When it comes to evolutionary stories, reporters have a knack for propounding the silliest notions about human origins.  This tendency is evident in several recent science news stories about early man propounding, with nary a blush, outlandish claims with little evidence – or no evidence whatsoever.

  1. Alien attack Live Science entered the ruckus about aliens coming to punish us for global warming (see 08/18/2011) by headlining, “New Report: Aliens Will Fix Global Warming … Or Kill Us.”  (This is in stark contrast to Michael Crichton’s satire, “Aliens Cause Global Warming” – see 12/27/2003.)  Reporter Natalie Wolchover quoted astrobiologist Jacok Haqq-Misra (Penn State), a self-proclaimed expert in “alien sociology” [—Editor flash: no aliens have ever been detected—] saying, “The bottom line is, if there are intelligent civilizations out there, they pretty much have to have figured out how to grow in a sustainable way.  We’re not doing that, and [other civilizations] might make some moral judgment on how we’re managing our resources.”  But what if the aliens think it immoral to punish the poor by taking away their access to cheap energy?  What if they make a moral judgment that people should employ more critical thinking about scientific claims?  Misra assumes the aliens are politically leftist ideologues.  How does he know they are not libertarians, who might come to punish the globalists for their elitism?

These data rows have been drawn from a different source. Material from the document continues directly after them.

PR #48, opened 2021-04-10
Migrated RocketVolley to EasyCommands

### LINKED ISSUE #22: Convert RocketVolley to EasyCommand Script
I'm pretty sure we can convert RocketVolley to an EasyCommands Script now.

Need to add count support! 

Here's my first attempt:

:setup
assign rocketGroup to 'My Rockets'
assign "i" to 0
assign "firing" to false
assign fireTickInterval to 8

:toggle
if {firing}
  goto "stopFiring"
else 
  goto "startFiring"

:startFiring
assign "firing" to true
async if {i} >= count of [rocketGroup] rockets assign "i" to 0
tell [rocketGroup] rockets @ {i} to shoot
wait {fireTickInterval}
assign "i" to {i} + 1
restart

:stopFiring
assign "i" to 0
assign "firing" to false

MerlinofMines:
This commit also fixes a bug with missing "not" processing for BlockCommands.

It also adds a few more keywords which should map to the GunBlockHandler.

Lastly, it adds another utility to mock expected actions in MockEntityUtility and sets the default function parse amount for tests to 1000, so that tests always
parse in 1 turn.

This commit resolves #22


EasyCommands.Tests/ScriptTests/MockEntityUtility.cs
```diff
@@ -3,12 +3,23 @@
...
 using Sandbox.ModAPI.Ingame;
+using Sandbox.ModAPI.Interfaces;
 using VRageMath;
 
 namespace EasyCommands.Tests.ScriptTests {
     class MockEntityUtility {
 
+        public static Mock<ITerminalAction> MockCalledAction<T>(Mock<T> mockBlock, String actionName) where T : class, IMyTerminalBlock {
+            Mock<ITerminalAction> terminalAction = new Mock<ITerminalAction>();
+            terminalAction.Setup(action => action.Apply(mockBlock.Object));
```
pandincus, line 16: Why call setup for the `Apply` method without a corresponding Returns or other behavior?

EasyCommands.Tests/ScriptTests/RocketVolleyTests.cs
```diff
@@ -0,0 +1,145 @@
...
+                var rocket1On = MockCalledAction(mockRocket1, "Shoot_On");
+                var rocket2Off = MockCalledAction(mockRocket2, "Shoot_Off");
+                var rocket2On = MockCalledAction(mockRocket2, "Shoot_On");
+
+                test.MockBlocksInGroup("Rockets", mockRocket1, mockRocket2);
+
+                test.RunOnce(); //Setup but no firing yet
+
+                rocket1Off.Verify(b => b.Apply(mockRocket1.Object));
+                rocket2Off.Verify(b => b.Apply(mockRocket2.Object));
```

  2. Evolution of Julia Child:  Sporting artwork of a black naked Homo erectus (appropriately shadowed), Jennifer Walsh told readers on Live Science about the evolution of cooking – based on what? a tooth.  “Our ancient human ancestors may have put us on track toward meals a la Julia Child as long ago as 1.9 million years, according to new evidence that extinct hominids were cooking and processing their food,” she wrote, adding in jest, “The finding may also explain modern humans’ small teeth and guts (for some of us).”  What evidence did she refer to?  a claimed “dramatic shift in tooth size” in H. erectus, claimed by an anthropologist at Harvard, that must have meant our ancestors discovered the joys of barbecuing meat.  But is this the whole truth about the tooth?  Bless her heart, Walsh did include some contradictory opinions (by other evolutionists) wondering where the fossil kitchens are, but not whether the artwork might be considered racist and sexist.

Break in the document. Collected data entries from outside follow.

PR #53, opened 2021-04-11
Added Thread Local Variable Support

### LINKED ISSUE #51: Thread Local Variables
Currently all variables are global, meaning it is difficult to have multiple threads running the same functions on different entities, since any assigned variables will start to clobber each other.

I think a decent solution to this is to have variables be thread specific by default.  Only if/when a new "global" field is specified do we add a variable to our global variables list.

I suggest "global" as an optional assignment parameter (kind of like group) so that assign + bind still operate as expected.

MerlinofMines:
This commit adds thread Local Variable Support and default s variable assignment to use thread local variables.

Additionally, this commit adds support for assigning global variables using the "global" keyword.

This commit resolves #51

### DIFF
--- a/EasyCommands.Tests/ScriptTests/MultiThreadingTests.cs
+++ b/EasyCommands.Tests/ScriptTests/MultiThreadingTests.cs
@@ -100,9 +100,6 @@ print 'Async'
 ";
 
             using (var test = new ScriptTest(script)) {
-                test.RunOnce();//Parse
-                Assert.AreEqual(0, test.Logger.Count);
-
                 test.RunOnce();//Execute main, add async threads and execute wait in all 3
 
                 Assert.AreEqual(1, test.Logger.Count);
@@ -130,9 +127,6 @@ print 'Async'
 ";
 
             using (var test = new ScriptTest(script)) {
-                test.RunOnce();//Parse
-                Assert.AreEqual(0, test.Logger.Count);
-
                 test.RunOnce();//Execute main, add async thread
 
                 Assert.AreEqual(1, test.Logger.Count);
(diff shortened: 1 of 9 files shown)


EasyCommands.Tests/ScriptTests/MultiThreadingTests.cs
```diff
@@ -165,9 +159,6 @@ public class MultiThreadingTests {
 ";
 
             using (var test = new ScriptTest(script)) {
-                test.RunIterations(2);//Parse
-                Assert.AreEqual(0, test.Logger.Count);
```
pandincus, line 169: nice

EasyCommands.Tests/ScriptTests/ScriptTest.cs
```diff
@@ -43,6 +43,7 @@ public ScriptTest(String script)
             mockedGroups = new List<IMyBlockGroup>();
             Logger = new List<String>();
             RunCounter = 0;
+            Program.FUNCTION_PARSE_AMOUNT = 1000;
```
pandincus, line 46: what's the default? Should we set it back in `Dispose`?

EasyCommands/Program.cs
```diff
@@ -58,6 +59,21 @@ public partial class Program : MyGridProgram {
...
+        public Variable GetVariable(String variableName) {
+            Thread currentThread = GetCurrentThread();
+            if(currentThread.threadVariables.ContainsKey(variableName)) {
+                return currentThread.threadVariables[variableName];
+            } else if (globalVariables.ContainsKey(variableName)) {
+                return globalVariables[variableName];
+            } else {
+                throw new Exception("No Variable Exists for name: " + variableName);
+            }
+        }
```
pandincus, line 75: Nice!

pandincus (approved):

  3. Exciting news:  When the headline announces an “Exciting discovery about the origin of humans,” who rates the excitement level?  PhysOrg reported on another phylogenetic study by researchers at the University of Uppsala that compared genetic regulatory elements between humans, mice, cows and fish.  Based on a few genes, they made broad sweeping generalizations about three mythical periods of “innovation” that made us what we are today.  So astonishing are their powers of genetic divination, the press release said, “these researchers were able to discern general patterns in what led to the emergence of new life forms in different time periods.”  Not only that, “They have also found what lies behind the evolution of the complexity and diversity of mammals.”  Trouble is, they did not explain how changes in the regulatory genes could produce an elephant trunk, a mouse tail, a whale’s sonar, or a rocket scientist’s brain.  They merely read back into the data those traits that they assumed evolution somehow produced.  This is known as circular reasoning.

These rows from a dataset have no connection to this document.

PR #54, opened 2021-04-11
Added Upper/Lower Limit Support

### LINKED ISSUE #50: Limit Property Support
We have several blocks that would benefit from a "limit" property, especially when looking at direction limits such as piston/rotor limits.

I suggest a new "limit" property, as well as add "upper" and "lower" as directional keywords

MerlinofMines:
This commit adds the "range" property to piston & rotor blocks using a new directional property handler to get the lower/upper limit by direction type.

This commit also adds tests for the new behavior for both rotors and pistons.

Lastly, this commit moves "lower" from an action word to a simple direction word, which should be backwards compatible.

This commit resolves #50


EasyCommands/BlockHandlers/PistonBlockHandlers.cs
```diff
@@ -40,6 +41,36 @@ public class PistonHeightHandler : SimpleNumericPropertyHandler<IMyPistonBase> {
             }
         }
 
+        static float GetLimit(IMyPistonBase piston, DirectionType direction) {
+            switch (direction) {
+                case DirectionType.UP:
+                case DirectionType.CLOCKWISE:
```
pandincus, line 47: clockwise for a piston?

pandincus (approved):

EasyCommands/BlockHandlers/PistonBlockHandlers.cs
MerlinofMines: ya maybe we don't need that one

Live Science tried some partial penance for winning Stupid Evolution Quote of the Week by re-posting its slide show, “Top 10 Things that Make Humans Special.”  The Editor explained, “This is Part 2 in a 10-part LiveScience series on the origin, evolution and future of the human species and the mysteries that remain to be solved.”  The brash assertions might tend to undo the penance, but he was right about the mysteries that remain; all ten are mysterious, with blanks in the evolutionary explanation filled in by just-so stories and unquestioned assertions that all ten unique traits evolved, somehow.

What foolish myths Charles Darwin launched when he let the storytellers into the science lab (12/22/2003 commentary).  Do your duty; laugh harder.  Number 8 in Live Science’s Top 10 list is blushing – something that would do a Darwinist good.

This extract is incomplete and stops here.